[Start of Attachment]
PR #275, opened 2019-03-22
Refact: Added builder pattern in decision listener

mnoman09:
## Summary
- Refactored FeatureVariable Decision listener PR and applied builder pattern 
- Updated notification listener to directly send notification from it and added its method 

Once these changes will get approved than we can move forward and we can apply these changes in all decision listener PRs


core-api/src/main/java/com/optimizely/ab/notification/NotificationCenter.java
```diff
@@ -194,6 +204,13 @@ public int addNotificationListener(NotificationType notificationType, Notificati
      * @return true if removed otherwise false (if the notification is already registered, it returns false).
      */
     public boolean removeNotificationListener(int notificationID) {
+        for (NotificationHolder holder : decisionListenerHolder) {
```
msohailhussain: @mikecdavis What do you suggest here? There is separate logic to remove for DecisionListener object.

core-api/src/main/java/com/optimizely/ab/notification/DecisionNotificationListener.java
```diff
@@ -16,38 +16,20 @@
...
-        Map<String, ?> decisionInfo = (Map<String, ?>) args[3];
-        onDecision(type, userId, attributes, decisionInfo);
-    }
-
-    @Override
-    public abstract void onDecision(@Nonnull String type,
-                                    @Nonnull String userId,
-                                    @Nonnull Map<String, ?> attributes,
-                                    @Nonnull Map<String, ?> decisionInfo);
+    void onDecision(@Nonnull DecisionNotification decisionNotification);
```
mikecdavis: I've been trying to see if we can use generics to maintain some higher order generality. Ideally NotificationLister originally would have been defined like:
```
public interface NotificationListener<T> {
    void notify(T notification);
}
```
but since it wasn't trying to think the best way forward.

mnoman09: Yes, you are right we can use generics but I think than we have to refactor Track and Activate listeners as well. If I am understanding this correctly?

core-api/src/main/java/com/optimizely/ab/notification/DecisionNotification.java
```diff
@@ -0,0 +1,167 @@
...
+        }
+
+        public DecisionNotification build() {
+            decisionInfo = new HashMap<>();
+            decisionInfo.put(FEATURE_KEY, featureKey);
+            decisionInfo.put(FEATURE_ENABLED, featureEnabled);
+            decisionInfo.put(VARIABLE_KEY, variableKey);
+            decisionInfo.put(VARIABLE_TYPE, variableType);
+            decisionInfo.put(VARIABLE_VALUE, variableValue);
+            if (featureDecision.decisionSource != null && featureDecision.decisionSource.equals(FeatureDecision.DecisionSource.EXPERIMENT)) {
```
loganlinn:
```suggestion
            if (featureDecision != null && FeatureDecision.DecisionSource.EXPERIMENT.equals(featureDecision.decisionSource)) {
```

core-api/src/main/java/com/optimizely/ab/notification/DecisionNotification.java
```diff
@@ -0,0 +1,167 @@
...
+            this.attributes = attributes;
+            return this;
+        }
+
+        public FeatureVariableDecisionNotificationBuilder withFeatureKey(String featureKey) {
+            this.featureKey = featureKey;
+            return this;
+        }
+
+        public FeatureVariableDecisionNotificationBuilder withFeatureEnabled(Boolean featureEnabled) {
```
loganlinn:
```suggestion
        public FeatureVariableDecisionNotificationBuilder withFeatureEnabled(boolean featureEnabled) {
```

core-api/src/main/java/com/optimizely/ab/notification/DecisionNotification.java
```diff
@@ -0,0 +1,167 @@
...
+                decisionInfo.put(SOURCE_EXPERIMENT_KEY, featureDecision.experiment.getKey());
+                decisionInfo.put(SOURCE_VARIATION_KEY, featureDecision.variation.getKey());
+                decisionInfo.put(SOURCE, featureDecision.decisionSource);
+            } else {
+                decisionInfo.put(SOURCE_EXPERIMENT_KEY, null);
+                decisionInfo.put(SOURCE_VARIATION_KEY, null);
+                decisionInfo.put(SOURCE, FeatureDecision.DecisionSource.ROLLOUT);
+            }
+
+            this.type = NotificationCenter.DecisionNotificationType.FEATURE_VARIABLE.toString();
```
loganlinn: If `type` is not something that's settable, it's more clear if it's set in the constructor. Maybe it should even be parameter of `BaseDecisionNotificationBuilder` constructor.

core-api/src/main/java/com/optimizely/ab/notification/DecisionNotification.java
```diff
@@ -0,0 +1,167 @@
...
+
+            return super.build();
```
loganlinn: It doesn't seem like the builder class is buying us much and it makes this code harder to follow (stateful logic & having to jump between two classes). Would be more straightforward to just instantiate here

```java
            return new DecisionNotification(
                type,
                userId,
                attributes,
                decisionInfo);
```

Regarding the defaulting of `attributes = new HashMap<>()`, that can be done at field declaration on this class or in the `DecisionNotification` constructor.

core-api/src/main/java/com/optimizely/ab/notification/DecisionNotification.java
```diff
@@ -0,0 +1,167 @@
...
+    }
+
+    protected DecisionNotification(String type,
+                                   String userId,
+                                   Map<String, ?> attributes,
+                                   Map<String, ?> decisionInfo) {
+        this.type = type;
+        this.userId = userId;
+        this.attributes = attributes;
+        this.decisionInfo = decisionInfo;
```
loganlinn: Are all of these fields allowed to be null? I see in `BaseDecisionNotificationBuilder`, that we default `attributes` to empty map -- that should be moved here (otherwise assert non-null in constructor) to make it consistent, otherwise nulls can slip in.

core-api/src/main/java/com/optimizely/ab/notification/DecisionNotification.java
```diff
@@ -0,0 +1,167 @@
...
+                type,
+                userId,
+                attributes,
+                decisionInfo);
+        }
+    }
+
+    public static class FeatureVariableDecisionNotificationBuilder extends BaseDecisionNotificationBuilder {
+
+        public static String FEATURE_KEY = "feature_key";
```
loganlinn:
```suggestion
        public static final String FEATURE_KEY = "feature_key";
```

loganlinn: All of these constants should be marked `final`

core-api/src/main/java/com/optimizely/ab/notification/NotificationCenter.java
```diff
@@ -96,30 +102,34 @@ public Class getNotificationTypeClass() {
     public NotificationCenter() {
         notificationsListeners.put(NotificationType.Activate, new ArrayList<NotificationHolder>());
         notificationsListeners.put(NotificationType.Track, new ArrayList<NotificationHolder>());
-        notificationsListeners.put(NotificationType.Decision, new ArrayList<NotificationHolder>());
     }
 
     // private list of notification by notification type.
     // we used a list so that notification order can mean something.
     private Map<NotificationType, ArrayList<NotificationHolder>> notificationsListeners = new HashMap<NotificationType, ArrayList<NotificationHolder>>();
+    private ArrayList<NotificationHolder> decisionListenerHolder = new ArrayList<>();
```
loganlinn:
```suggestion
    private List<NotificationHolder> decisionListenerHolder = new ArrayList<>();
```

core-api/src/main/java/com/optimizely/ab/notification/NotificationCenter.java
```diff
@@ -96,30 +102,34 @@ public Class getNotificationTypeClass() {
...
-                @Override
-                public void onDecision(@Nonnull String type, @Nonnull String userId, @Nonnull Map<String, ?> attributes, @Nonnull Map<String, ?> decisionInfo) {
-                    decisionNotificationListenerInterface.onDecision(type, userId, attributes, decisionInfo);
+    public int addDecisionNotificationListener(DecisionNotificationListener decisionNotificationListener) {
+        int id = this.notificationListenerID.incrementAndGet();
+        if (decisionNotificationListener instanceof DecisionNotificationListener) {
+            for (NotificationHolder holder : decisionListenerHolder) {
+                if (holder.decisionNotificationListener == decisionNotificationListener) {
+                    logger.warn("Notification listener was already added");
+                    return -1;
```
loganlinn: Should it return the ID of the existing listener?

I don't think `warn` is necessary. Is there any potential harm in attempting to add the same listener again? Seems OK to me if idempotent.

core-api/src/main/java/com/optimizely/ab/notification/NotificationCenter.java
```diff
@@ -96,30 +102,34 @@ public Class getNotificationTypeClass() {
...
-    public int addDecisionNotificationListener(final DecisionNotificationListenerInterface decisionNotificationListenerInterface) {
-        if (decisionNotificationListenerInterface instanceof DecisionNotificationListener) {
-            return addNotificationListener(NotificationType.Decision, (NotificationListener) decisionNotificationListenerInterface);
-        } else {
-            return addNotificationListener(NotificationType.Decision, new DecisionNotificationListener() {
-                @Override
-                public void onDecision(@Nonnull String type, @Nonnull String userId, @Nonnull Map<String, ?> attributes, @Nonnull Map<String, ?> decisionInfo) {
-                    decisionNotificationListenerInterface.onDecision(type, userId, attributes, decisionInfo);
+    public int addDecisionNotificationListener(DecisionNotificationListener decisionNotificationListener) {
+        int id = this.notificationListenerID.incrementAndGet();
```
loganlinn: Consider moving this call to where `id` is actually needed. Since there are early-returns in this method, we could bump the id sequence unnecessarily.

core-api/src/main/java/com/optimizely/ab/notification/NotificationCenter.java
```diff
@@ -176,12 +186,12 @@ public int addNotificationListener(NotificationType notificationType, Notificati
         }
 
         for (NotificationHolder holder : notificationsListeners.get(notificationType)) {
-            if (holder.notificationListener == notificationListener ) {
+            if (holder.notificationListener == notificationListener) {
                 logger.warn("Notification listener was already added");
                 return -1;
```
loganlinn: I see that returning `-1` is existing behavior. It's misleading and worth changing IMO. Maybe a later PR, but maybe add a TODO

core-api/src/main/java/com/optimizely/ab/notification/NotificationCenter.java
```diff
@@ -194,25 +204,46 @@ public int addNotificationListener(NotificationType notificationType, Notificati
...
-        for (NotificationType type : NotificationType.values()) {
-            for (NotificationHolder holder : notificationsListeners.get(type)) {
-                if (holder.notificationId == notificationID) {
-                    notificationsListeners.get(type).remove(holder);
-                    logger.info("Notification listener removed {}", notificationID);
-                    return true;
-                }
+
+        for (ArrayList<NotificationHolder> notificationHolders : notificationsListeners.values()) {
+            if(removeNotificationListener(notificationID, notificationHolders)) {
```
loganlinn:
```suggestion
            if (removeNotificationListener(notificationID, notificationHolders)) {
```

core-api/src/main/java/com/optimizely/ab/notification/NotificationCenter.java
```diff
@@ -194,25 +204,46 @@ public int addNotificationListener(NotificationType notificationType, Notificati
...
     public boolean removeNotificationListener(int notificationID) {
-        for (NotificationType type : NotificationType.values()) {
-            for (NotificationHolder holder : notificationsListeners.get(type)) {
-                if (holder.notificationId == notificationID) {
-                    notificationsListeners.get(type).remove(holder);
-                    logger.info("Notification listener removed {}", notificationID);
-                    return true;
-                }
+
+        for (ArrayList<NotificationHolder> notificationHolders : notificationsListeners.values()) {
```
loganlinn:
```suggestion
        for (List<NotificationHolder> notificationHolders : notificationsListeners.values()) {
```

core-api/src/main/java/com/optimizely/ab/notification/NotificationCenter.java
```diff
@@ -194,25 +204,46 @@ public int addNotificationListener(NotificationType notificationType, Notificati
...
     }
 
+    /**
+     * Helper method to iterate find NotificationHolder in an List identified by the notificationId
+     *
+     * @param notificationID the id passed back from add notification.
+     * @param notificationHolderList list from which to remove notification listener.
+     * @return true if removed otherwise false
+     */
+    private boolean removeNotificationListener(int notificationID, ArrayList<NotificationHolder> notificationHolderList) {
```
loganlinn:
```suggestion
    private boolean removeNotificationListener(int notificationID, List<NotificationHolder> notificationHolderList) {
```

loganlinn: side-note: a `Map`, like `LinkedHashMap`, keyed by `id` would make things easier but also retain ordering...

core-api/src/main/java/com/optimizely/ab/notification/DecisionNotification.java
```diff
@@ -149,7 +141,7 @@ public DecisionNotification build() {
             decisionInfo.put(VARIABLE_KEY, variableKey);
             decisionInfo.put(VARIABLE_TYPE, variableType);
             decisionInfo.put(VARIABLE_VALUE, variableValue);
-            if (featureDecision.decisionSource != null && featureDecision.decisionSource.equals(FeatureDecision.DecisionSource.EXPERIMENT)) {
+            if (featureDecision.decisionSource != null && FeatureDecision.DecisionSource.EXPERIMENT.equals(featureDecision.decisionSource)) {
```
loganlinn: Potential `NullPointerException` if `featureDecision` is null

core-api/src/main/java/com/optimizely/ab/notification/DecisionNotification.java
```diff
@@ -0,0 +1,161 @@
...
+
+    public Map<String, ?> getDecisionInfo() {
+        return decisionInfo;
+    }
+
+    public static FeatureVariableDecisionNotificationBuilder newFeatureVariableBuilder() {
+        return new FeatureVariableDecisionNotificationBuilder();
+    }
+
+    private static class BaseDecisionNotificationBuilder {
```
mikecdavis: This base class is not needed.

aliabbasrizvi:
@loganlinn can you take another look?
[End of Attachment]
### TASK DESCRIPTION:
Each line of the material with the word "otherwise" in it should be listed.

### TASK RESPONSE:
      * @return true if removed otherwise false (if the notification is already registered, it returns false).
loganlinn: Are all of these fields allowed to be null? I see in `BaseDecisionNotificationBuilder`, that we default `attributes` to empty map -- that should be moved here (otherwise assert non-null in constructor) to make it consistent, otherwise nulls can slip in.
+     * @return true if removed otherwise false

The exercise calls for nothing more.